(Task inputs)

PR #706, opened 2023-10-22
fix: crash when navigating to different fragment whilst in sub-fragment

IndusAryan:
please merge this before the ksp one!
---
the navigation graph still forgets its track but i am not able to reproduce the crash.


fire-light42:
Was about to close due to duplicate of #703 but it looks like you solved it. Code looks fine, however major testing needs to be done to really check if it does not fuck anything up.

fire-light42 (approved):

(End Task inputs)

### Work task
Wherever a line holds the word "fire", copy that line out of the entries above.

### Problem solution
fire-light42:
fire-light42 (approved):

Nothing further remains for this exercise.